> **DIRECTIONS FOR THIS TASK**
Among the entries below, tally the lines that include "class", and give the number alone.

> **DATA SUPPLIED**
PR #514, opened 2019-03-03
Wrap raw blake2 state in a python class.

lmctv:
This way we avoid leaking raw buffers, and can type check all blake2 state usages.

### DIFF
--- a/src/nacl/bindings/crypto_generichash.py
+++ b/src/nacl/bindings/crypto_generichash.py
@@ -14,8 +14,6 @@
 
 from __future__ import absolute_import, division, print_function
 
-import copy
-
 from six import integer_types
 
 from nacl import exceptions as exc
--- a/src/nacl/bindings/crypto_generichash.py
+++ b/src/nacl/bindings/crypto_generichash.py
@@ -14,6 +14,8 @@
 
 from __future__ import absolute_import, division, print_function
 
+import copy
+
 from six import integer_types
 
 from nacl import exceptions as exc
@@ -138,8 +140,6 @@ class Blake2State(object):
         ffi.memmove(_st._statebuf,
                     self._statebuf, crypto_generichash_STATEBYTES)
         return _st
-
-    copy = __copy__
 
 
 def generichash_blake2b_init(key=b'', salt=b'',
--- a/src/nacl/bindings/crypto_generichash.py
+++ b/src/nacl/bindings/crypto_generichash.py
@@ -1,4 +1,4 @@
-# Copyright 2013 Donald Stufft and individual contributors
+# Copyright 2013-2019 Donald Stufft and individual contributors
 #
 # Licensed under the Apache License, Version 2.0 (the "License");
 # you may not use this file except in compliance with the License.
@@ -122,6 +122,26 @@ def generichash_blake2b_salt_personal(data,
     return ffi.buffer(digest, digest_size)[:]
 
 
+class Blake2State(object):
+    """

> **ANSWER TO THIS TASK**
3